心風景 landscapes within 63 宮本神酒男
魂の回廊 西チベット
もし自分の肉体が滅んで魂だけになったら、風に乗って西チベットを自由に飛翔してまわりたい。私はこのインド国境に近い西チベットのチョルテン列(49個のストゥーパ)をはじめて見たとき、そういう感想を持ったのを覚えている。おそらく目の前にあるものが何のために作られたか理解できなかったからだろう。
これと似たものが200キロほど離れたインド北部スピティ地方のタボ・ゴンパにある。それが11世紀頃に作られたものだとすると、これも同じ頃(グゲ王国時代)に作られたのだろう。タボ・ゴンパには観光客や巡礼客が来るが、こちらは誰も来ない。風が吹いているだけだ。
何キロか離れたところにゴンパの廃墟があるので、それと関係しているのは間違いない。しかしなぜここにチョルテン列が作られたかはわからない。近くの岩壁には少なくとも数十の洞窟群がある。僧侶らはここで質素な生活を送っていたかもしれない。

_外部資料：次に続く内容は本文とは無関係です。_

PR #5493, opened 2021-01-28
Only build the UI with uglifyjs on RHEL 8

rcritten:
The previous expression tested for RHEL or RHEL-like
systems to use uglifyjs. Tighten that up to only RHEL 8
so future RHEL can use rjsmin.


rcritten:
master:

* 43f344b931db3f72f50e1620443be9f21623e29a Only build the UI with uglifyjs on RHEL 8

PR #5496, opened 2021-01-29
Fix cert_request for KDC cert

tiran:
ca_kdc_check() expects an API object, not an LDAP connection. Issue was
introduced in commit 8f4abf7bc1607fc44f528b8a443b69cb82269e69.

See: https://pagure.io/freeipa/issue/6739
Fixes: https://pagure.io/freeipa/issue/8686


rcritten:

いくつかのチョルテンは崩れ、中身が露出している。それによってバトミントンの羽根のような数百の小さな泥土でできたチョルテン(ツァツァ)で埋まっていることがわかる。ときおり煎餅のような形、大きさの仏像の円盤が混じっていた。考古学的には貴重なものかもしれないが、もちろん持って帰ったりはしない。手に取って眺めるのも御法度だ。崩れやすいのだ。何百年もチョルテン内部で外気に触れることもなく生き延びてきたが、あっという間に劣化し、塵土に戻ってしまうだろう。あるいはめったにやってこない泥棒に持っていかれるかもしれない。しかし大半のツァツァやミニチュア仏像円盤は依然としてすやすやと眠っていることだろう。